Each of the entries below needs to be given again exactly.

### RAW DATA

Issue #1936, opened 2021-01-27
add MODS mapping specs for value_dependencies examples


ndushay:
if there aren’t already specific examples for these https://github.com/sul-dlss-labs/cocina-descriptive-metadata/blob/master/mods_cocina_mappings/mods_to_cocina_value_dependencies.txt, please add them to the `spec/services/cocina/mappings/descriptive/mods/xxx` spec files as appropriate (or make a new one).

PR #1964, opened 2021-01-29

######

SOLUTION:
Issue #1936, opened 2021-01-27
add MODS mapping specs for value_dependencies examples


ndushay:
if there aren’t already specific examples for these https://github.com/sul-dlss-labs/cocina-descriptive-metadata/blob/master/mods_cocina_mappings/mods_to_cocina_value_dependencies.txt, please add them to the `spec/services/cocina/mappings/descriptive/mods/xxx` spec files as appropriate (or make a new one).

PR #1964, opened 2021-01-29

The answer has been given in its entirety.